> Problem to solve
Your task is to quote the listing below exactly, beginning with its first line and ending on the line bearing "When we implemented".

> Data excerpts
PR #415, opened 2022-06-29
`Card::Container` component - Add extra `level` args for `hover` and `active` states

didoo:
### :pushpin: Summary

When we implemented the `Card::Container` component (long time ago) we didn't include the specifications for the user interaction with the card (`hover`, `active` and `focused` states) because at that time we considered it only as "container" (hence, the name).

Since then the component has been used in multiple places/products for interactive cards, requiring different visual treatment for the different interaction states. Last in time, [this request](https://hashicorp.slack.com/archives/C7KTUHNUS/p1656122163303119) by @DingoEatingFuzz. As the component is built today, the only way to achieve these states would be via JS (with `onMouseOver/Enter/Leave`), which is not great.

After discussion with the team, we have acknowledged that defining all the possible "correct" states would require a proper audit, and some work on the design side to come up with the correct specs, but at the moment we don't have capacity for this. So we agreed for an intermediate solution: adding two new arguments `@levelHover` and `@levelActive` that would allow the consumers to specify via component API the elevation "level" to use on `:hover` and `:active`, delegating to their product designers which level to use for the different states.

In this PR I have:
- added `@levelHover` and `@levelActive` arguments to `Card::Container` component
- updated the “Component API” and the “Showcase” documentation for the `Card::Container`
  - small changes to the doc file due to linting
- updated the integration tests for `Card::Container`

Preview: https://hds-components-git-card-add-extra-level-args-hashicorp.vercel.app/components/card

#### Things to discuss 

@heatherlarsen while technically this solution works, I _think_ it would be better to expose not just the three levels `base/mid/high` for the default level, but all the possible elevation styles, `base/low/mid/high/higher/[overlay?]` and let the consumers decide which one to use (we provide guidance, not control). This would allow them to have more space for different states combinations, while at the moment using the `Card::Container` as is is very limited. What do you think?

***

### 👀 How to review

Reviewer's checklist:

- [ ] +1 Percy if applicable

### DIFF
--- a/packages/components/addon/components/hds/card/container.js
+++ b/packages/components/addon/components/hds/card/container.js
@@ -5,8 +5,6 @@ export const DEFAULT_LEVEL = 'base';
 export const DEFAULT_BACKGROUND = 'neutral-primary';
 export const DEFAULT_OVERFLOW = 'hidden';
 export const LEVELS = ['base', 'mid', 'high'];
-export const HOVER_LEVELS = ['base', 'mid', 'high'];
-export const ACTIVE_LEVELS = ['base', 'mid', 'high'];
 export const BACKGROUNDS = ['neutral-primary', 'neutral-secondary'];
 export const OVERFLOWS = ['hidden', 'visible'];
 
@@ -44,10 +42,10 @@ export default class HdsCardContainerComponent extends Component {
 
     if (levelHover) {
       assert(
-        `@levelHover for "Hds::Card::Container" must be one of the following: ${HOVER_LEVELS.join(
+        `@levelHover for "Hds::Card::Container" must be one of the following: ${LEVELS.join(
           ', '
         )}, received: ${levelHover}`,
-        HOVER_LEVELS.includes(levelHover)
+        LEVELS.includes(levelHover)
       );
     }
 
@@ -66,10 +64,10 @@ export default class HdsCardContainerComponent extends Component {
 
     if (levelActive) {
       assert(
-        `@levelActive for "Hds::Card::Container" must be one of the following: ${ACTIVE_LEVELS.join(
+        `@levelActive for "Hds::Card::Container" must be one of the following: ${LEVELS.join(
           ', '
         )}, received: ${levelActive}`,
-        ACTIVE_LEVELS.includes(levelActive)
+        LEVELS.includes(levelActive)
       );
     }
 
--- a/packages/components/addon/components/hds/card/container.js
+++ b/packages/components/addon/components/hds/card/container.js
@@ -5,6 +5,8 @@ export const DEFAULT_LEVEL = 'base';
 export const DEFAULT_BACKGROUND = 'neutral-primary';
 export const DEFAULT_OVERFLOW = 'hidden';
 export const LEVELS = ['base', 'mid', 'high'];
+export const HOVER_LEVELS = ['base', 'mid', 'high'];
+export const ACTIVE_LEVELS = ['base', 'mid', 'high'];
 export const BACKGROUNDS = ['neutral-primary', 'neutral-secondary'];
 export const OVERFLOWS = ['hidden', 'visible'];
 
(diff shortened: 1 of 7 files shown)


packages/components/addon/components/hds/card/container.js
```diff
@@ -5,6 +5,8 @@ export const DEFAULT_LEVEL = 'base';
 export const DEFAULT_BACKGROUND = 'neutral-primary';
 export const DEFAULT_OVERFLOW = 'hidden';
 export const LEVELS = ['base', 'mid', 'high'];
+export const HOVER_LEVELS = ['base', 'mid', 'high'];
+export const ACTIVE_LEVELS = ['base', 'mid', 'high'];
```
alex-ju, line 9: What is the rationale for re-defining levels for each state? Is it so we can potentially restrict the levels we allow for each state? Or do we foresee different levels for different states?

packages/components/app/styles/components/card/container.scss
```diff
@@ -6,7 +6,10 @@
 //
 
 
+$hds-card-container-style: ( 'surface', 'elevation' );
 $hds-card-container-levels: ( 'base', 'mid', 'high' );
+$hds-card-container-hover-levels: ( 'base', 'mid', 'high' );
+$hds-card-container-active-levels: ( 'base', 'mid', 'high' );
```
alex-ju, line 12: Same question here about redefining the levels for each state.

packages/components/app/styles/components/card/container.scss
```diff
@@ -16,6 +19,27 @@ $hds-card-container-border-radius: 6px;
...
+      box-shadow: var(--token-#{$style}-#{$level}-box-shadow);
+    }
+  }
+  @each $level in $hds-card-container-active-levels {
+    .hds-card__container--active-level-#{$style}-#{$level}:active,
+    .hds-card__container--active-level-#{$style}-#{$level}.mock-active {
+      box-shadow: var(--token-#{$style}-#{$level}-box-shadow);
+    }
+  }
+}
```
alex-ju, line 42: Neatly packed!

alex-ju (approved):
Technically all good! I'm only curious about the choice to redefine the potential levels for each state.

packages/components/app/styles/components/card/container.scss
didoo: See above.

heatherlarsen:
@didoo I don’t recall us making a decision to limit the options to `base`, `mid`, and `high`. I'm fine leaving this open ended until we have time to do a more thorough audit.

heatherlarsen:
@didoo Just refreshed my memory on the elevation levels...the intention for limiting these to `base`, `mid`, and `high` is:
- to align to the design choice from the visual refresh of "Intentional elevation"
  - "We use shadow with containers to elevate and group key content on the page, and to convey natural page hierarchy and modality."
- to provide a more consistent card experience
- reserve other elevation levels for specific types of components, such as `modal`, `toasts`, form controls, etc 

At this time I don't think we should be adjusting the available elevation levels, but it's a possibility that when we do a more thorough audit, a need may arise to do so. 

Screen Shot 2022-06-29 at 8 14 01 AM

packages/components/tests/dummy/app/templates/components/card.hbs
```diff
@@ -129,4 +160,21 @@
       </div>
     </Hds::Card::Container>
   </div>
+
+  <h4 class="dummy-h4">Interaction:</h4>
```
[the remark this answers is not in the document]
didoo: I've updated the documentation, removing these examples and improving the "How to use" section: https://hds-components-git-card-add-extra-level-args-hashicorp.vercel.app/components/card#how-to-use

packages/components/app/styles/components/card/container.scss
didoo: As per @heatherlarsen feedback, for now we keep the same three levels for all of them, so I have unified the arrays in a single one.

packages/components/addon/components/hds/card/container.js
didoo: As per @heatherlarsen feedback, for now we keep the same three levels for all of them, so I have unified the arrays in a single one.

alex-ju (approved):
Likewise!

> Expected answer
PR #415, opened 2022-06-29
`Card::Container` component - Add extra `level` args for `hover` and `active` states

didoo:
### :pushpin: Summary

When we implemented the `Card::Container` component (long time ago) we didn't include the specifications for the user interaction with the card (`hover`, `active` and `focused` states) because at that time we considered it only as "container" (hence, the name).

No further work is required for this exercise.